Description of the task
Check every line of the material below for the string "return". State how many lines have it.

Available data

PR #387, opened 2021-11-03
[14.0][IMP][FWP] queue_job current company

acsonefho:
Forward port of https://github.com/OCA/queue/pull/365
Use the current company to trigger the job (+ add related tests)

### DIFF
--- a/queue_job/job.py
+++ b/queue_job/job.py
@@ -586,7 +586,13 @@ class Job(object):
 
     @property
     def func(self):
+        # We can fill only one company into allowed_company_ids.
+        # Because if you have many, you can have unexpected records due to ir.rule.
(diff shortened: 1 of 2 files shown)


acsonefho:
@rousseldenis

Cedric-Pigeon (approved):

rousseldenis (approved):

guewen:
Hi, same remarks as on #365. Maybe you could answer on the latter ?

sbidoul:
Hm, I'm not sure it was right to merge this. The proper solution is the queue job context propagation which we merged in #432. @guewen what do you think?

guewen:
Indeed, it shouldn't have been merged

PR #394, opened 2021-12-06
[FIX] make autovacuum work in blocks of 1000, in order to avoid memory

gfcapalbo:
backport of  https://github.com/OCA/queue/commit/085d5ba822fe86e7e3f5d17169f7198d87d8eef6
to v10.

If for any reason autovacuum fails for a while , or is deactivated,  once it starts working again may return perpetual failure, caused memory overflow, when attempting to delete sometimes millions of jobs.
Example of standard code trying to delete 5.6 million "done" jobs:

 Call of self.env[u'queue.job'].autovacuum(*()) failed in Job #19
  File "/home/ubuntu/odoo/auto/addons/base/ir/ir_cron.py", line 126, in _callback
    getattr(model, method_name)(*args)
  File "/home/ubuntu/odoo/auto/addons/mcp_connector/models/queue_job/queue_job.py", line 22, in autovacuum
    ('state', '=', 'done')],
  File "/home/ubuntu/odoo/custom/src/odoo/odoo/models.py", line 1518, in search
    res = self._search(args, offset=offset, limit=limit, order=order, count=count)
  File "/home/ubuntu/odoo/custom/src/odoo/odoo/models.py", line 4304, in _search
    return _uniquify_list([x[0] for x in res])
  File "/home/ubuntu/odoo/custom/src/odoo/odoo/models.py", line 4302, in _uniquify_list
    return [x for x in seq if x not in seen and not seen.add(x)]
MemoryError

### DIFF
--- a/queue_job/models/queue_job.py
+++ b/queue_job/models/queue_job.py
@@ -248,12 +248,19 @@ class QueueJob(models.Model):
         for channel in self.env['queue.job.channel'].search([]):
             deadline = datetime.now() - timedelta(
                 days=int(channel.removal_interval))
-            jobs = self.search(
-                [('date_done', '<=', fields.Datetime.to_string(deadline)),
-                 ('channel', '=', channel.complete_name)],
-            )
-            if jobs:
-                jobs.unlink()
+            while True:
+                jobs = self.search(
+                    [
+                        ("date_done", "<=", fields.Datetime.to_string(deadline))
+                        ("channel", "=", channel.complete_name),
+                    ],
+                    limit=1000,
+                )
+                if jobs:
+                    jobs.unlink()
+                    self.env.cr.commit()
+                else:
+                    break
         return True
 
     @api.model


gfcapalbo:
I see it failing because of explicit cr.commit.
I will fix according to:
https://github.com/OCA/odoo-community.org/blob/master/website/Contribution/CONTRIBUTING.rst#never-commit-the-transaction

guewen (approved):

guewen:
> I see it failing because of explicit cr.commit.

---

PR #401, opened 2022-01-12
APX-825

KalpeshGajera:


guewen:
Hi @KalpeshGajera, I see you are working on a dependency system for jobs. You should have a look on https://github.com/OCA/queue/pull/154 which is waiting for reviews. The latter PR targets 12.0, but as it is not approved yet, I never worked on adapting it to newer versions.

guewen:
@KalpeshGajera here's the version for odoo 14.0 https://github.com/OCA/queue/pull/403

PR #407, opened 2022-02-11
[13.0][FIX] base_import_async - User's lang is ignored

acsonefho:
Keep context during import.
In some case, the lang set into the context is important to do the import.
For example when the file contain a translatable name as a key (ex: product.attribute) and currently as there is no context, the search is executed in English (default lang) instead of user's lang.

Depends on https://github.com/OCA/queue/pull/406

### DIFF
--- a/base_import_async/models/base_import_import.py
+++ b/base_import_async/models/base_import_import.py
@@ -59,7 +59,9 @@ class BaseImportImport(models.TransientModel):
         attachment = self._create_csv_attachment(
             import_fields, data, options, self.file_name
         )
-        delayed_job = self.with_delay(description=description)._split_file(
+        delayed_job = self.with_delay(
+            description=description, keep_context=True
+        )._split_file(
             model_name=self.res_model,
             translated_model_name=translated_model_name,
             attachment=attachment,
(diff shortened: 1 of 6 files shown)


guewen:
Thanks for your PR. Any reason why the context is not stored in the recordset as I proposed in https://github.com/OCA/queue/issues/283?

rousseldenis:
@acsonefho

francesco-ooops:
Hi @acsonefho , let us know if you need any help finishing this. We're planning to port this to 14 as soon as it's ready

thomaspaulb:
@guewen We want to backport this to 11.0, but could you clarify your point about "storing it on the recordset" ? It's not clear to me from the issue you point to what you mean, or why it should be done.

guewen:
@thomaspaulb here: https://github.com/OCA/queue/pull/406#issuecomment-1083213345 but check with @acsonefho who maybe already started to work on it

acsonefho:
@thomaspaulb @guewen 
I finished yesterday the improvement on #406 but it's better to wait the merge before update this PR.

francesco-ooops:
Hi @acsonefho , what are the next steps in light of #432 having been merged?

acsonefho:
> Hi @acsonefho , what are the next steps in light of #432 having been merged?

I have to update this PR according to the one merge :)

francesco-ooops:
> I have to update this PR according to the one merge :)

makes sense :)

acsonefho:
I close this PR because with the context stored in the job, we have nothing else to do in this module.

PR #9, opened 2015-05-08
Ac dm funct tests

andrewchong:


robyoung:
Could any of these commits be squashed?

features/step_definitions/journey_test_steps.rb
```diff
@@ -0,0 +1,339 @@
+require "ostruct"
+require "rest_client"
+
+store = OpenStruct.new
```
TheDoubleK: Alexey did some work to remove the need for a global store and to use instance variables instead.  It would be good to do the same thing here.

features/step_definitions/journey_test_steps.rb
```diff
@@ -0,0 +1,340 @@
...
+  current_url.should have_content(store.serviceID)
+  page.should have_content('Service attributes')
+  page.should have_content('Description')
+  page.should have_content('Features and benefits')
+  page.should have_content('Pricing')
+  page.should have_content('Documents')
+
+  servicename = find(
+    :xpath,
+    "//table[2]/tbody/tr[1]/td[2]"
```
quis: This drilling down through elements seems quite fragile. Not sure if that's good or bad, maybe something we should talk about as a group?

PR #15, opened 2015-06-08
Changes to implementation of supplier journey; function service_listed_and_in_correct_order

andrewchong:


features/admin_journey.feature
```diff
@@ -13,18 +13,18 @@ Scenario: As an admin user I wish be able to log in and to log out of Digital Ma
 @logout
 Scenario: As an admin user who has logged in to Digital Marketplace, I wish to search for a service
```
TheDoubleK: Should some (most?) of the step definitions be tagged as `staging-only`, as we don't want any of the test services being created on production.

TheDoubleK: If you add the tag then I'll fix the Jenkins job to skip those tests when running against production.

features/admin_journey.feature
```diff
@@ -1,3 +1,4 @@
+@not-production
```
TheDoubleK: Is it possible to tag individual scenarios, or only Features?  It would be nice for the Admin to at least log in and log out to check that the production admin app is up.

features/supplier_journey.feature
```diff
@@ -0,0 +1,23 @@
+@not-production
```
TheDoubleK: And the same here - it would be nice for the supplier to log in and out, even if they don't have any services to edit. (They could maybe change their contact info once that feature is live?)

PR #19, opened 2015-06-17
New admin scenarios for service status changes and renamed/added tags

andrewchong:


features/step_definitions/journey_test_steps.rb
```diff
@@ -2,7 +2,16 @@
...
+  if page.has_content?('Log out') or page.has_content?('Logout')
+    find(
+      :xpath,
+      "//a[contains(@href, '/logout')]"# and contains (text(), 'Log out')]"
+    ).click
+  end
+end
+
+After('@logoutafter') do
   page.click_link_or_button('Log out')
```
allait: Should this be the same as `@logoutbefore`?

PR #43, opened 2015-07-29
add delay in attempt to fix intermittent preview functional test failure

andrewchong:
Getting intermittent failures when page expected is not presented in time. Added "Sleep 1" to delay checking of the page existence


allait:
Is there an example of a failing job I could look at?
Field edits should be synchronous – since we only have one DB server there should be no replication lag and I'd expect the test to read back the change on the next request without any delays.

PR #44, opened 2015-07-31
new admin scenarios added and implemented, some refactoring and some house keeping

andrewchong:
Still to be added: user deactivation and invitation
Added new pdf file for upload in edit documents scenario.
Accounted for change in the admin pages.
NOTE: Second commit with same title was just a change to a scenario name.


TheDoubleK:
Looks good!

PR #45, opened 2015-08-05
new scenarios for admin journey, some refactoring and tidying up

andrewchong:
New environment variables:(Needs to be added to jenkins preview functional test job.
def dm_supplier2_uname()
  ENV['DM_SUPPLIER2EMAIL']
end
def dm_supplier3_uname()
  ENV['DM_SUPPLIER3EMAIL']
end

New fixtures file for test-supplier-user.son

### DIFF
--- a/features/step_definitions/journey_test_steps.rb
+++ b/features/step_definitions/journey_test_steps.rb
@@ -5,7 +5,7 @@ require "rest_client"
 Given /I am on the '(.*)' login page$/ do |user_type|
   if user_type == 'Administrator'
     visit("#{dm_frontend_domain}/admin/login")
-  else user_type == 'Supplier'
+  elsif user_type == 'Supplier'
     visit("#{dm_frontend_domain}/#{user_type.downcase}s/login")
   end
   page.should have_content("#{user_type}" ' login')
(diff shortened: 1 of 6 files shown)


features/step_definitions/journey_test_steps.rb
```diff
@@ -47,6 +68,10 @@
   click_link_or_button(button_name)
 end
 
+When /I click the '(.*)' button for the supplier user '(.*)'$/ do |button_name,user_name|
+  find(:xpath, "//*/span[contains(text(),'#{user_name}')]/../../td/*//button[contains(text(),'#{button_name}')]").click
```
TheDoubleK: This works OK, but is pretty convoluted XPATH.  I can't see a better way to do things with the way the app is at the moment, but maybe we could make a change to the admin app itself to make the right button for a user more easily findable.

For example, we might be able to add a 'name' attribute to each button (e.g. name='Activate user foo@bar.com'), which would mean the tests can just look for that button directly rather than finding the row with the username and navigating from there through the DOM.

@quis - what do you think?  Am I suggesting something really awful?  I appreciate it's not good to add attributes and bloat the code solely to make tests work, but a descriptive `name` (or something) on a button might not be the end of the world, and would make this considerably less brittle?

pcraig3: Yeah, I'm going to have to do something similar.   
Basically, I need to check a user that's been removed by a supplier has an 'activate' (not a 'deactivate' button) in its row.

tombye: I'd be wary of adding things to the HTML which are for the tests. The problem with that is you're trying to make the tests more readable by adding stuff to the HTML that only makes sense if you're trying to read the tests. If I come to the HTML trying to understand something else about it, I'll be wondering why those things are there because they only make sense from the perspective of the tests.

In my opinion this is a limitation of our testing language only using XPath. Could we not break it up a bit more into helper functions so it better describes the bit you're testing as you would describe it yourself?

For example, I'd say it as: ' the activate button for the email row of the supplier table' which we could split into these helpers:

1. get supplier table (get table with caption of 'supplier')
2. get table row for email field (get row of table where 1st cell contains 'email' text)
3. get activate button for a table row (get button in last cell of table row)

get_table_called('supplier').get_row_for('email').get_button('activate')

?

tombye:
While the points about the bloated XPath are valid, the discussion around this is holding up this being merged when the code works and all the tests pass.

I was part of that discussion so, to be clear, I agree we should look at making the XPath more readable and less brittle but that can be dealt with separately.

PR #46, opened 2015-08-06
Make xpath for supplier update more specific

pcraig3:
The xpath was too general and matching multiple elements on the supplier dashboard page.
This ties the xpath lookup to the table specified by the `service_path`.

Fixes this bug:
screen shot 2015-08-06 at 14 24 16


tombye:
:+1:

--

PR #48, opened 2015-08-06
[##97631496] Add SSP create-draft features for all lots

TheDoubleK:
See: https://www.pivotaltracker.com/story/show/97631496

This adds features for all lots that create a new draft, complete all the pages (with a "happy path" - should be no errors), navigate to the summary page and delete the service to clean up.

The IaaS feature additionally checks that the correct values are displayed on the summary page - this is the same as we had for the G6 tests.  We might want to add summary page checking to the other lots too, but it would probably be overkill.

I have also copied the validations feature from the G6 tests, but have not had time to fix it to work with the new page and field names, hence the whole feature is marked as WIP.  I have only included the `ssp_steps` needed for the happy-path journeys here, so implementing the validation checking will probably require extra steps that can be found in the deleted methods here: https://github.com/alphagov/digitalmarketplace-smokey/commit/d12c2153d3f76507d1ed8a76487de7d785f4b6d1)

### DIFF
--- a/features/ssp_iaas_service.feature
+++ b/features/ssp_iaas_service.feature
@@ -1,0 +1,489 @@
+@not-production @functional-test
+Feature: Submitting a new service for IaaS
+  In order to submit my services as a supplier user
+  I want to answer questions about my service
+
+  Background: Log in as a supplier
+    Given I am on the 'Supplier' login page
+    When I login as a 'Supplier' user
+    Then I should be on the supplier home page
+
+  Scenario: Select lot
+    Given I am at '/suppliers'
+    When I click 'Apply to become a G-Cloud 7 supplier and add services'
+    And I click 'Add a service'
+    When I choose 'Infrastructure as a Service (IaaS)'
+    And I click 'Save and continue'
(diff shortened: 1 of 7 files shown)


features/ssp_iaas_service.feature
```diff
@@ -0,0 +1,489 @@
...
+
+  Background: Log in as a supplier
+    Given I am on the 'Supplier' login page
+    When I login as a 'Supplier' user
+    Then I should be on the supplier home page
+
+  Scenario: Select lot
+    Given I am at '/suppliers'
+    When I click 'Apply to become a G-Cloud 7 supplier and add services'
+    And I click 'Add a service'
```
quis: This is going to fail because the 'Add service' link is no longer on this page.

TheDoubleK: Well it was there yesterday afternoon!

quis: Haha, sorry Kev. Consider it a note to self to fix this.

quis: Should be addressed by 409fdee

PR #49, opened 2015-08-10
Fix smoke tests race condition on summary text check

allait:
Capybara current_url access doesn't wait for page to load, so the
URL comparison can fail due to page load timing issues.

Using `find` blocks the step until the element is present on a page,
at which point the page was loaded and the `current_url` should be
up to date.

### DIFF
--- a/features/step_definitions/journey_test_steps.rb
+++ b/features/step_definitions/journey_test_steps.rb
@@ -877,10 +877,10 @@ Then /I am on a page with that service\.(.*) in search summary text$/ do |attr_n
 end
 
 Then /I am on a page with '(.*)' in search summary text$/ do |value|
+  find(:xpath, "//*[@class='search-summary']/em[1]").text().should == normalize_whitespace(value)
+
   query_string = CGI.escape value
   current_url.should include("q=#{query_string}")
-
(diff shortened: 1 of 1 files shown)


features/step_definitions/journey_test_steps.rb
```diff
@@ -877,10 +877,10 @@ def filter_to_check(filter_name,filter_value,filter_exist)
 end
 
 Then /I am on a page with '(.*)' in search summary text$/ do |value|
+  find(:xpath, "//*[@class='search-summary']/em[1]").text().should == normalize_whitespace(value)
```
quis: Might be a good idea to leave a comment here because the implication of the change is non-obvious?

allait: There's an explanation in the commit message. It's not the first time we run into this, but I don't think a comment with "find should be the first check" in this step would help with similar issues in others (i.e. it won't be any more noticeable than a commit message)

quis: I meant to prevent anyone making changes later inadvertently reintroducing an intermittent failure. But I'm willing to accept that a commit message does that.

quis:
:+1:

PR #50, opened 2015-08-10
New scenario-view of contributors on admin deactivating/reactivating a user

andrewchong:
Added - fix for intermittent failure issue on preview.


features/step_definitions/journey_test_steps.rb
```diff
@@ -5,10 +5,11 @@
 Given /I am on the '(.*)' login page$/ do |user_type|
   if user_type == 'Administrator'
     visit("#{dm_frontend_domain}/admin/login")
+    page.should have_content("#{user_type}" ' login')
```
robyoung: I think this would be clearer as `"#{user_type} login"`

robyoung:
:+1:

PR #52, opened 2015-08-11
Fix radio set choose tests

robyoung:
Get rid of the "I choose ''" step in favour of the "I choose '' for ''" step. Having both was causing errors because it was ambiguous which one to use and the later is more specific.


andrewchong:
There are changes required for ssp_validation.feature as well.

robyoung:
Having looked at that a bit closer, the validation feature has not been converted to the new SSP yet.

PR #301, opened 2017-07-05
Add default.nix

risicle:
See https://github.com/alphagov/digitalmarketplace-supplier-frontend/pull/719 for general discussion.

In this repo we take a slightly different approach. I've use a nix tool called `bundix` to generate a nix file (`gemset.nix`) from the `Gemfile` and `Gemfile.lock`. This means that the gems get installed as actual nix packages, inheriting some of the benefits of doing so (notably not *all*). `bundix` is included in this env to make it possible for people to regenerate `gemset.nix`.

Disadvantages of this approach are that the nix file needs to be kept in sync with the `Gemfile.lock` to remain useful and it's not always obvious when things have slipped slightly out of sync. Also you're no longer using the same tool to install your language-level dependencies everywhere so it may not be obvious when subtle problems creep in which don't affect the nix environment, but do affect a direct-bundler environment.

Result of this exercise
4